(Provided material)
PR #228, opened 2019-12-14
Rename "build" file to "build.sh"

nielsvanvelzen:
Currently this isn't causing any issues but in the future when we might add additional plugins to the build.gradle file the "build" file might cause issues because Gradle needs a build directory in the project root.

Came across this issue when I tried enabling Kotlin support (for testing purposes) and got some weird IO errors.


thornbill:
Just for reference here is the relevant documentation for Gradle. https://docs.gradle.org/current/userguide/directory_layout.html#dir:project_root

joshuaboniface:
This is fine, just a small adjustment to the build infra to support it.

PR #229, opened 2019-12-14
Delete empty strings introduced by weblate from translations

### LINKED ISSUE #227: Texts are not showing when using Japanese system language.
I installed jellyfin on my fireTV stick.
and there was no text on the app.
I changed the device's system language to English. all the texts are shown properly.

After I set server login information, I set the system language to  Japanese again.
The only text I can see was "設定" which means settings.

I guess this is caused by missing text data. So, It would be better to show English text when there is no local language data.

Thank you.

AndreasGB:
This is supposed to fix #227 by deleting the empty strings that weblate had introduced.

I'm unsure wheter weblate would re-introduce these empty strings once a new one is translated, but I guess we can wait and see.


AndreasGB:
Fixed the remaining broken languages

AndreasGB:
That should have been all of them

PR #200, opened 2019-11-15
Add ACRA for crash reporting

thornbill:
Closes #193

PR #231, opened 2019-12-15
Enable Kotlin support

nielsvanvelzen:
As there was no objection to adding new functionality to the app in Kotlin I hereby introduce kotlin support for Jellyfin Android TV!

Changes:
- Adds the Kotlin extensions to the gradle build file
- Adds kotlin stdlib (for java 7) to the gradle dependencies
- Adds android ktx core, this adds a few additional functions to various parts of android for kotlin (https://developer.android.com/kotlin/ktx)
- Converted MainActivity to kotlin to validate everything is working
- Added .editorconfig file with code style for kotlin files only (generated by android studio from my own presets, currently set to tabs whereas the java code base currently uses spaces)

Notes:
- When #200 is merged we should use the stdlib for java 8
- As this branch started out for my own testing purposes I added the .editorconfig file but I can remove or change it if unwanted
- If it is decided to keep the editorconfig we should expand it for java, xml and groovy (gradle files)
- Depends on #228


thornbill:
Tagging as blocked since it is dependent on #228

PR #232, opened 2019-12-18
Add new and unfinished episodes to "watch next" section on Android TV

### LINKED ISSUE #74: Play Next and Channel section
At the moment the Android TV app doesn't show up in the Play Next section or available in the list of apps to include in the Channel section. This would be nice to have in future versions.

nielsvanvelzen:
This PR will add functionality to Jellyfin that will update the "watch next" section on leanback supported devices (Android TV).

Partially fixes #74 (watch next part), depends on #231 (kotlin support)

**What is does**
- Adds episodes to the "watch next" section when visiting the home screen

**What it doesn't**
- Does not add movies or other media
- Does not add custom channels (but could be expanded to support it)
- Does not update in the background (we need to refactor authentication code for this to work, as the sign in happens in the StartupActivity instead of the TvApp class)
- Does not update automatically when a user changes media (like marking something as played etc.) as it was not easy to hook into these events

I think this is a good MVP for the feature that could be expanded upon in the future


nielsvanvelzen:
Screenshot of new/unwatched episode:
image

Preview unfinished episode:
image

nielsvanvelzen:
CI failed due too out of memory, are you able to run the checks again? @thornbill

thornbill:
@nielsvanvelzen I had to add a jvm option to increase the max heap size. Without it the build was failing on CI and my local machine. 768m seems to work, 512m was still failing. I'm really not sure how much ram is available to use in the Azure Pipelines containers.

nielsvanvelzen:
I'm glad it is working now!

thornbill:
Did you happen to see the [RecommendationManager](https://github.com/jellyfin/jellyfin-androidtv/blob/master/app/src/main/java/org/jellyfin/androidtv/integration/RecommendationManager.java) when you were working on this? I don’t think it works on Android TV. It’s likely using a method that’s no longer supported by the platform. I think it should be removed in favor of your solution here.

nielsvanvelzen:
I saw the RecommendationManager after I did most of the work on this PR but it seems like it doesn't do anything? It creates notifications but as far as I know there is no support for notifications in Android TV, could be a Fire TV thing maybe?

I can remove it but I'd like to have a better idea of what it is supposed to do first.

nielsvanvelzen:
So looking at the code it might have been used to provide jellyfin content to other apps because there was a content provider registered. But if that were the case I think it's broken because I can't get that to work.

It also created notifications (although as I said, android tv doesn't support notification afaik) but those never showed up anywhere.

So I removed it, if someone complains later that suddenly a feature with notifications/content providing is missing we can always get it back from git

nielsvanvelzen:
I suspect [this](https://github.com/jellyfin/jellyfin-androidtv/pull/232/files#diff-8964488871457516da2cceb030dcfd28R38) line will make sure FireTV devices will be ignored. As I'm quite sure FireTV is a fork of Android, not Android TV.
I'll fix the when I get home in about 8 hours, seems like it's just merging the dependencies.

PR #233, opened 2019-12-20
Deprecation fixes

nielsvanvelzen:
Fixes most deprecations warnings from android/androidx. Each change was tested and the behavior is still the same in my atv emulator.


nielsvanvelzen:
Good catch! As I have the auto sign-in option turned on this activity never showed up for me. When using androidx fragment you have to use the `FragmentActivity` class instead of `Activity`. I somehow missed some classes.

I converted the remaining activities.

PR #673, opened 2021-01-03
Remove NextUpActivity from displaying after intro videos or trailers

MrChip53:
**Changes**
Removes the next up activity from showing up after the intro and trailer videos.

This works by setting intro videos manually to the trailer type and immediately playing the next item in the queue if the current item is a trailer.

This is the default behavior of v0.11

**Issues**

### DIFF
--- a/app/src/main/java/org/jellyfin/androidtv/ui/playback/PlaybackController.java
+++ b/app/src/main/java/org/jellyfin/androidtv/ui/playback/PlaybackController.java
@@ -1048,7 +1048,9 @@ public class PlaybackController {
         if (nextItem != null) {
             Timber.d("Moving to next queue item. Index: " + (mCurrentIndex + 1));
 
-            if (userPreferences.getValue().get(UserPreferences.Companion.getNextUpEnabled())) {
+            BaseItemDto curItem = getCurrentlyPlayingItem();
+
+            if (userPreferences.getValue().get(UserPreferences.Companion.getNextUpEnabled()) && curItem.getBaseItemType() != BaseItemType.Trailer) {
                 // Show "Next Up" fragment
                 spinnerOff = false;
                 mFragment.showNextUp(nextItem.getId());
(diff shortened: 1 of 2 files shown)


app/src/main/java/org/jellyfin/androidtv/ui/playback/PlaybackController.java
```diff
@@ -1048,7 +1048,9 @@ private void itemComplete() {
         if (nextItem != null) {
             Timber.d("Moving to next queue item. Index: " + (mCurrentIndex + 1));
 
-            if (userPreferences.getValue().get(UserPreferences.Companion.getNextUpEnabled())) {
+            BaseItemDto curItem = getCurrentlyPlayingItem();
```
thornbill, line 1051: It looks like `getCurrentlyPlayingItem()` can return `null` so we need to handle that properly.

app/src/main/java/org/jellyfin/androidtv/util/apiclient/PlaybackHelper.java
```diff
@@ -217,7 +217,11 @@ public void onResponse(ChannelInfoDto response) {
                         @Override
                         public void onResponse(ItemsResult response) {
                             if (response.getTotalRecordCount() > 0){
-                                Collections.addAll(items, response.getItems());
+
+                                for(BaseItemDto intro : response.getItems()){
```
nielsvanvelzen, line 221:
```suggestion
                                for (BaseItemDto intro : response.getItems()) {
```

nielsvanvelzen (changes requested):

app/src/main/java/org/jellyfin/androidtv/ui/playback/PlaybackController.java
MrChip53: I believe this is now resolved.

nielsvanvelzen (approved):
Linter task failure is unrelated

thornbill (approved):

PR #678, opened 2021-01-05
Remove more unnecessary popups

nielsvanvelzen:
**Changes**
- You can now mark shows as watched without a stupid popup
  - You can just unmark it again if it was not intended, but why would you press the button without intention anyway!?
- Shuffle music is now 10% easier (removed a stupid popup)
- Marking played/unplayed in that hidden menu that nobody knows about was improved too
  - I removed the popup

TL;DR: Searched for all "AlertDialog.Builder" instances in the code and picked a bunch that I 100% think should be removed.

### DIFF
--- a/app/src/main/java/org/jellyfin/androidtv/util/KeyProcessor.java
+++ b/app/src/main/java/org/jellyfin/androidtv/util/KeyProcessor.java
@@ -1,7 +1,5 @@
 package org.jellyfin.androidtv.util;
 
-import android.app.AlertDialog;
-import android.content.DialogInterface;
 import android.content.Intent;
 import android.view.Gravity;
 import android.view.KeyEvent;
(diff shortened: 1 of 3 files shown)


app/src/main/java/org/jellyfin/androidtv/util/KeyProcessor.java
```diff
@@ -420,47 +418,8 @@ public void onError(Exception exception) {
...
-                            public void onClick(DialogInterface dialog, int which) {
-                                    markPlayed();
-                            }
-                        }).show();
-
-                    } else {
-                        markPlayed();
-                    }
-                    return true;
                 case MENU_UNMARK_PLAYED:
```
thornbill, line 421: Should this case not be calling `markUnplayed()`?

nielsvanvelzen: Yup, I misread it.

thornbill (approved):

PR #688, opened 2021-01-10
Remove live tv mode 

nielsvanvelzen:
Depends on #684

**Changes**
Removed live tv mode. I think we managed to break it in the auth rewrite as it crashed the app after signing in. I think this feature is useless because it wasn't thought out. You couldn't go back to the home view.

**Issues**


MrChip53:
Is live tv mode just the setting to jump straight to live tv?

nielsvanvelzen:
I will rebase this one after the homesections PR is merged

MrChip53 (approved):

thornbill (approved):

PR #689, opened 2021-01-10
Add mutable object adapter

nielsvanvelzen:
**Changes**

The default ObjectAdapter's from Leanback are:
1. Not type safe (no generic used, returns "Any" / "Object")
2. Not null-safe
3. Incompatible with Kotlin collections

To fix this I made a new adapter called the "MutableObjectAdapter". It uses a generic to set the element type, this fixes 1 and 2. It then implements Iterable for 3.
To illustrate the abilities of this new adapter I made some changes in the ListServerFragment that uses it, and while I was at it I changes the behavior of the server list to not reset itself but instead only append.
Items in the adapter now have a id, the Row class in leanback likes to use a Long for that so I convert uuid->long now. I might create a custom row class so we can set the id using generics or something later.

**Issues**

### DIFF
--- a/app/src/main/java/org/jellyfin/androidtv/ui/presentation/MutableObjectAdapter.kt
+++ b/app/src/main/java/org/jellyfin/androidtv/ui/presentation/MutableObjectAdapter.kt
@@ -1,0 +1,30 @@
+package org.jellyfin.androidtv.ui.presentation
+
+import androidx.leanback.widget.ObjectAdapter
+import androidx.leanback.widget.Presenter
+import androidx.leanback.widget.PresenterSelector
+
+/**
+ * A leanback ObjectAdapter using a Kotlin list as backend. Implements Iterable to allow collection
+ * operations. And uses generics for strong typing. Uses a MutableList as internal stucture.
+ */
+class MutableObjectAdapter<T : Any> : ObjectAdapter, Iterable<T> {
+	private val data = mutableListOf<T>()
+
+	// Constructors
+	constructor(presenterSelector: PresenterSelector) : super(presenterSelector)
+	constructor(presenter: Presenter) : super(presenter)
+	constructor() : super()
+
+	// ObjectAdapter
+	override fun size(): Int = data.size
+	override fun get(index: Int): T? = data.getOrNull(index)
+
+	// Iterable
+	override fun iterator(): Iterator<T> = data.iterator()
+
+	// Custom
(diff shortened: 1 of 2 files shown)


MrChip53 (approved):
LGTM 💰

app/src/main/java/org/jellyfin/androidtv/ui/presentation/MutableObjectAdapter.kt
```diff
@@ -0,0 +1,55 @@
...
+		data.set(index, element)
+		notifyItemRangeChanged(index, 1)
+	}
+
+	fun clear() {
+		val size = data.size
+		if (size == 0) return
+
+		notifyItemRangeRemoved(0, size)
+		data.clear()
```
thornbill, line 47: I don’t imagine this should cause an issue, but should the data be cleared before notifying here?

app/src/main/java/org/jellyfin/androidtv/ui/startup/ListServerFragment.kt
```diff
@@ -76,26 +82,30 @@ class ListServerFragment : RowsSupportFragment() {
 	}
 
 	private fun buildRows(servers: Map<Server, Set<User>>) {
-		val rowAdapter = ArrayObjectAdapter(CustomListRowPresenter())
-
 		servers.forEach { (server, users) ->
-			Timber.d("Adding server row %s", server.name)
+			val exists = rowAdapter.any { it.id == server.id.mostSignificantBits and Long.MAX_VALUE }
```
thornbill, line 86: Also it maybe worth adding a comment to explain what `server.id.mostSignificantBits and Long.MAX_VALUE` is doing here as it’s not immediately clear.

app/src/main/java/org/jellyfin/androidtv/ui/presentation/MutableObjectAdapter.kt
nielsvanvelzen: The hook on `notifyItemRangeRemoved` _could_ try to read the items so to be safe I clear the data after notifying of the removal.

app/src/main/java/org/jellyfin/androidtv/ui/startup/ListServerFragment.kt
nielsvanvelzen: Done

thornbill (approved):

PR #701, opened 2021-01-28
Add user images to login screen

thornbill:
**Changes**
Adds support for user images to the login screen

**Issues**
N/A

### DIFF
--- a/app/src/main/java/org/jellyfin/androidtv/auth/model/AuthenticationStoreUser.kt
+++ b/app/src/main/java/org/jellyfin/androidtv/auth/model/AuthenticationStoreUser.kt
@@ -11,5 +11,6 @@ import java.util.*
 data class AuthenticationStoreUser(
 	val name: String,
 	@SerialName("last_used") val lastUsed: Long = Date().time,
-	@SerialName("require_password") val requirePassword: Boolean = true
+	@SerialName("require_password") val requirePassword: Boolean = true,
+	@SerialName("primary_image_tag") val primaryImageTag: String? = null
 )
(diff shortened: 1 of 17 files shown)


app/src/main/java/org/jellyfin/androidtv/auth/model/AuthenticationStoreUser.kt
```diff
@@ -11,5 +11,6 @@ import java.util.*
 data class AuthenticationStoreUser(
 	val name: String,
 	@SerialName("last_used") val lastUsed: Long = Date().time,
-	@SerialName("require_password") val requirePassword: Boolean = true
+	@SerialName("require_password") val requirePassword: Boolean = true,
+	@SerialName("primary_image_tag") val primaryImageTag: String? = null
```
nielsvanvelzen, line 15:
```suggestion
	@SerialName("image_tag") val imageTag: String? = null
```

It's not like we're going to add more types of images so this makes more sense to me

nielsvanvelzen (changes requested):

nielsvanvelzen:
Turns out you don't need an image tag at all for profile pictures. The URL generated looks something like this:
`https://[jellyfin]/Users/[user-id]/Images/Primary?EnableImageEnhancers=true&MaxHeight=370`

No tag in the URL at all, so we don't need to store the tag.

thornbill:
I updated the naming of the image tag variable. As we discussed in chat, it probably makes sense to keep the tag as it's used for cache busting when the image is changed.

nielsvanvelzen (approved):

Issue #702, opened 2021-01-29
Search page uses wrong card design and is missing backgrounds


nielsvanvelzen:
**Describe the bug**
- The new transparent cards are enabled but they still show shadow
- The page doesn't use backgrounds like pretty much all other pages

PR #703, opened 2021-01-29
Rewrite background code

### LINKED ISSUE #674: delayed change in Background image in full details screen movie or tv series
Hi as the title says when you go into a movie and the full details screen shows theres a background image for that movie but if you then go into another movie full detail screen the background from the previous movie still shows for a few seconds before changing like its delayed

nielsvanvelzen:
**Changes**
- Move from leanback BackgroundManager to custom written BackgroundService
  - Uses slideshows for items with multiple backgrounds
  - Better animations
  - More easy to use
  - Adds a semi-transparent black overlay to the backgrounds to make text easier to read
- Move all background code from activities/fragments to the new service
- Add AbstractActivityLifecycleCallbacks that implements the interface so we don't have all the empty functions

Uses androidx.window alpha because there is no stable version yet.

**Issues**  
Fixes #674  
See #702


nielsvanvelzen:
I need to make some changes to fix the linter issues. Apparently I've used quite a lot of functions not available in older Android versions.

MrChip53:
I have found a bug where when going back out of an activity it keeps the last loaded activity.

Example: go to a TV or Movie library -> all items, scroll over an item to load its background -> push back, background is kept as the previously hovered item.

MrChip53 (approved):
LGTM but I'm not very well versed in Kotlin yet so @thornbill give BackgroundService.kt and BackgroundServiceFragment.kt a good second look. Rest was pretty straight forward converting old background management to new background management.

thornbill (approved):

PR #704, opened 2021-01-29
Disable LeakCanary by default and add option to gradle properties to enable

nielsvanvelzen:
Simple change, will disable LeakCanary by default, we should probably enable it by default after the playback rewrite since most of the leaks come from there.


MrChip53 (approved):
Merge now please 🤣

thornbill (approved):

PR #710, opened 2021-01-30
Use Timber everywhere

nielsvanvelzen:
> Since Timber is included in the project, it is likely that calls to Log should instead be going to Timber.

> Since Timber handles String#format() automatically, use this instead of String concatenation.


MrChip53 (approved):

thornbill (approved):

thornbill:
This one has conflicts now :wink:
(End Provided material)
What is expected: Please count the lines above that contain the string "would" and reply with the number alone.

Exercise solution: 4